Robotics technology is undergoing a fundamental transformation. The Gemini Robotics project recently released by Google DeepMind showcases two new models that work together, marking the first time a robotic system has been able to "think" before taking action. This breakthrough could revolutionize the current limitations of robots that can only perform specific tasks.

Generative AI technology has become commonplace in text, image, audio, and video creation. Now, the same technology is being applied to generate robot action instructions. The DeepMind team believes that generative AI holds unique importance for robotics because it can unlock general-purpose capabilities.

The core issue facing current robots is over-specialization. Each robot requires intensive training for specific tasks and performs poorly when handling others. Carolina Parada, head of Google DeepMind's robotics division, said: "Today's robots are highly customized and difficult to deploy, often requiring months to install a robot unit that can only perform a single task."

image.png

The fundamental characteristics of generative systems make AI-driven robots more versatile. They can face new environments and workspaces without reprogramming. The current DeepMind robotics approach relies on the collaboration of two models: one responsible for thinking, and the other for execution.

The two new models are named Gemini Robotics 1.5 and Gemini Robotics-ER 1.5. The former is a vision-language-action model that generates robot action instructions using visual and text data. The "ER" in the latter stands for embodied reasoning, a vision-language model that receives visual and text input and generates the steps needed to complete complex tasks.

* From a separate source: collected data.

PR #91, opened 2022-03-17
Test/block page

### LINKED ISSUE #92: Fix and add to existing block explorer tests with the added styling to blocks

jtsang586:
- Added a blocks page separate from transactions with test
- Added transaction details test
- Corrected network param test

Closes #92


dexturr (approved):
Looks reasonable, but tests are failing. Let me know if you need me to take a look

apps/explorer/src/app/components/blocks/block-data.tsx
```diff
@@ -16,7 +16,7 @@ export const BlockData = ({ block, className }: BlockProps) => {
       aria-label={`Data for block ${block.header?.height}`}
       className={className}
     >
-      <TableRow data-testid="block-row" modifier="background">
+      <TableRow data-testid="block-list" modifier="background">
```
mattrussell36, line 19: I feel like the testid naming is a bit off here. This element should surely should be labelled as 'block-row'. Likewise in blocks-data.tsx block-table is being applied to a list item element? Seems to be the wrong way around to me?

mattrussell36 (changes requested):

apps/explorer/src/app/components/blocks/block-data.tsx
jtsang586: Yeah I agree with this. Done

PR #93, opened 2022-03-17
Feature/29 market list table

bglownia:


libs/react-helpers/src/lib/grid-cells/price-cell.tsx
```diff
@@ -17,25 +17,24 @@ export const PriceCell = ({
...
+        <span data-testid="postfix">{' ' + postfix.trim()}</span>
       )}
     </span>
-  )
-}
+  );
+};
 
-PriceCell.displayName = 'PriceCell'
+PriceCell.displayName = 'PriceCell';
```
dexturr, line 19: question (non-blocking): should we be enforcing this for all components?

libs/react-helpers/src/lib/grid-cells/flash-cell.tsx
```diff
@@ -8,84 +8,84 @@
...
 }
 
 /**
-* Get value from previous render
-*/
+ * Get value from previous render
+ */
 function usePrevious<T>(value: T): T | undefined {
-  const ref = React.useRef<T | undefined>()
+  const ref = React.useRef<T | undefined>();
```
dexturr: chore (non-clocking): as a follow up I think we should enable full project linting on CI, noticing a lot of files getting in with little linting errors and not sure how

libs/react-helpers/src/lib/grid-cells/price-cell.tsx
```diff
@@ -17,25 +17,24 @@ export const PriceCell = ({
   decimalPlaces = 0,
   value,
   className = '',
-  invalid = false
+  invalid = false,
 }: IPriceCellProps) => {
-  if (!value || isNaN(Number(value)) || invalid) return <span>-</span>
-  const formattedNumber = getNumberFormat(decimalPlaces).format(value)
+  if (!value || isNaN(Number(value)) || invalid) return <span>-</span>;
```
dexturr: minor (non-blocking): edge case here of `value = 0` will return "-" when I think we want it to return a formatted price.

dexturr (approved):
Minor things, nothing blocking LGTM

dexturr:
Diff looks funky, not sure what's happeneing here but appears to have all the deal ticket changes in it as well? Maybe just needs a rebase

libs/react-helpers/src/lib/grid-cells/flash-cell.tsx
bglownia: Agree. There is precommit hook but it's possible that some code changes will sneak to master unnoticed

libs/react-helpers/src/lib/grid-cells/price-cell.tsx
bglownia: Good point, I will add it to post merge fix list

PR #96, opened 2022-03-17
Fix/Set initially selected pubkey after connect

mattrussell36:
Fixes a but where if you didn't have a selected pubkey in local storage you would be left in an unconnected state even after connecting.

### DIFF
--- a/libs/wallet/src/provider.tsx
+++ b/libs/wallet/src/provider.tsx
@@ -56,7 +56,6 @@ export const VegaWalletProvider = ({ children }: VegaWalletProviderProps) => {
 
         return publicKeysWithName;
       } catch (err) {
-        console.error(err);
         return null;
       }
     },
--- a/libs/wallet/src/provider.tsx
+++ b/libs/wallet/src/provider.tsx
@@ -30,29 +30,38 @@ export const VegaWalletProvider = ({ children }: VegaWalletProviderProps) => {
   // Reference to the current connector instance
   const connector = useRef<VegaConnector | null>(null);
 
-  const connect = useCallback(async (c: VegaConnector) => {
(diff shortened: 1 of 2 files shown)


libs/wallet/src/provider.tsx
```diff
@@ -30,29 +30,38 @@ export const VegaWalletProvider = ({ children }: VegaWalletProviderProps) => {
...
+
+        if (!res) {
+          return null;
+        }
+
+        const publicKeysWithName = res.map((pk) => {
+          const nameMeta = pk.meta?.find((m) => m.key === 'name');
+          return {
+            ...pk,
+            name: nameMeta?.value ? nameMeta.value : 'None',
```
dexturr, line 47: chore (non-blocking): should show truncated key name if no name is set

libs/wallet/src/provider.tsx
```diff
@@ -30,29 +30,38 @@ export const VegaWalletProvider = ({ children }: VegaWalletProviderProps) => {
...
+
+        setKeypairs(publicKeysWithName);
+
+        if (publicKey === null) {
+          setPublicKey(publicKeysWithName[0].pub);
+        }
+
+        return publicKeysWithName;
+      } catch (err) {
+        console.error(err);
```
dexturr, line 59:
```suggestion
```

dexturr (approved):

libs/wallet/src/provider.tsx
mattrussell36: I'm not sure on this one. I feel like name should be left null otherwise it could lead to some inconsistent looking UIs if you were to say loop over all keys and render out the name?

PR #1910, opened 2026-06-08
Bug: fix IPC named lock client-side robustness for Windows

gnodet:
## Summary

Fixes Windows CI flakiness in `IpcNamedLockFactoryIT.exclusiveAccess()` (seen in PR #1909, CI run 27139141318).

**Root cause**: When the loser thread's `client.lock()` times out in `doLockExclusively()`, the cleanup call `client.unlock(contextId)` could either:
- **Hang forever** — it used `Long.MAX_VALUE` timeout, so if the server/receiver had any issue, the thread blocked indefinitely
- **Throw RuntimeException** — which propagated out of `Access.run()` (which only catches `InterruptedException`), causing the thread to terminate without calling `loser.countDown()`. The winner thread then waited on `loser.await()` forever, and the test hung until Surefire killed it at 25 seconds.

## Changes

1. **`IpcNamedLock`**: Wrap cleanup unlock in `tryUnlock()` — a try-catch that swallows exceptions so the calling thread always returns `false` instead of crashing. This is the primary fix.

2. **`IpcClient.unlock()`**: Replace `Long.MAX_VALUE` timeout with 10 seconds. Normal unlock round-trips complete in microseconds; 10 seconds is generous enough while preventing infinite hangs.

3. **`IpcClient.stopServer()`**: Replace `Long.MAX_VALUE` timeout with 30 seconds.

4. **`IpcClient.receive()`**: On empty response, complete the future exceptionally instead of throwing `IllegalStateException` — the old behavior killed the receiver thread, breaking all subsequent operations on the shared client.

5. **`IpcClient.close()`**: Call `close()` on EOF so pending futures are properly cleaned up when the server disconnects, and reset the `initialized` flag to prevent stale state.

## Test plan

- [x] All 27 IPC tests pass locally (unit + integration: `IpcNamedLockFactoryIT`, `IpcAdapterNoForkIT`, `IpcAdapterIT`)
- [ ] Windows CI should no longer hang on `exclusiveAccess`

### DIFF
--- a/maven-resolver-named-locks-ipc/src/main/java/org/eclipse/aether/named/ipc/IpcClient.java
+++ b/maven-resolver-named-locks-ipc/src/main/java/org/eclipse/aether/named/ipc/IpcClient.java
@@ -299,12 +299,13 @@ public class IpcClient {
                     continue;
                 }
                 if (s.isEmpty()) {
-                    throw new IllegalStateException("Protocol error");
+                    f.completeExceptionally(new IOException("Protocol error: empty response"));
+                    continue;
                 }
                 f.complete(s);
             }
         } catch (EOFException e) {
-            // server is stopped; just quit
+            close(new IOException("Server disconnected", e));
         } catch (Exception e) {
             close(e);
         }
@@ -326,6 +327,7 @@ public class IpcClient {
         try {
             return response.get(time, unit);
         } catch (InterruptedException e) {
+            responses.remove(id);
             throw (IOException) new InterruptedIOException("Interrupted").initCause(e);
         } catch (ExecutionException e) {
             throw new IOException("Execution error", e);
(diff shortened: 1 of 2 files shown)


gnodet:
retest

gnodet:
Pushed a fix for the remaining NPE race condition in `IpcClient.send()`.

**Root cause:** The `send()` method read the `output` field multiple times without holding the same lock as `close(Throwable)`, which nulls the field under `synchronized(this)`. Between `ensureInitialized()` returning and reaching `synchronized(output)`, the receiver thread could call `close(Throwable)` — setting `output = null` — causing a `NullPointerException` at `output.flush()`.

**Fix:** Capture `output` in a local variable immediately after `ensureInitialized()`, check it for null (throwing `IOException("Connection closed")` if the connection was already torn down), and use the local variable for both the `synchronized` block and all writes within it. This eliminates the TOCTOU race between the field read and its use.

gnodet:
Rerunning CI to gather additional Windows stability data.

gnodet:
retest this please

cstamas (approved):

Issue #1920, opened 2026-06-13
WarnChecksumPolicy.onNoMoreChecksums() throws like fail policy on missing checksums


ascheman:
## Behavior

When a remote repository transfer yields no checksum data (the artifact is
fetched but neither `.sha1` nor `.md5` companion exists for the resource),
`AbstractChecksumPolicy.onNoMoreChecksums()` raises a
`ChecksumFailureException` unconditionally:

```java
@Override
public void onNoMoreChecksums() throws ChecksumFailureException {
    throw new ChecksumFailureException("Checksum validation failed, no checksums available");
}
```

`WarnChecksumPolicy` and `FailChecksumPolicy` inherit this method without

Gemini Robotics-ER 1.5 is the first robotic AI system with the ability to simulate reasoning, similar to the reasoning process of modern text chatbots. DeepMind refers to this as "thinking" ability, although the term may not be entirely accurate in the field of generative AI. According to DeepMind, the ER model achieved top results in academic and internal benchmark tests, indicating that it can make accurate decisions about how to interact with physical space. However, it does not perform any actions itself, which requires the cooperation of Gemini Robotics 1.5.

For example, when a robot needs to sort a pile of clothes into white and colored categories, Gemini Robotics-ER 1.5 processes the request and analyzes the image of the physical environment. This AI system can also use tools like Google Search to collect additional data. Then, the ER model generates natural language instructions to provide the robot with specific steps to complete the task.

The innovation of this dual-model architecture lies in separating reasoning and execution. The reasoning model focuses on understanding task requirements and environmental conditions, developing detailed action plans; the execution model is responsible for converting these plans into specific robot actions. This division of labor allows the robot system to have complex thinking abilities while maintaining precise execution efficiency.

From a technological development perspective, this breakthrough may mark an important turning point in robotics from specialization to generalization. Traditional robots require extensive training and debugging for each new task, while robots with generative AI capabilities can theoretically quickly adapt to new work environments through natural language instructions.

Of course, this technology is still in its early stages, and various challenges may arise during actual deployment. The performance of robots in complex real-world environments, safety guarantees, and cost control issues need to be further addressed. However, DeepMind's attempt undoubtedly points to a promising direction for the future development of robotics technology.

As AI technology continues to advance, we may soon witness a historic moment where robots transition from simple task executors to true intelligent assistants.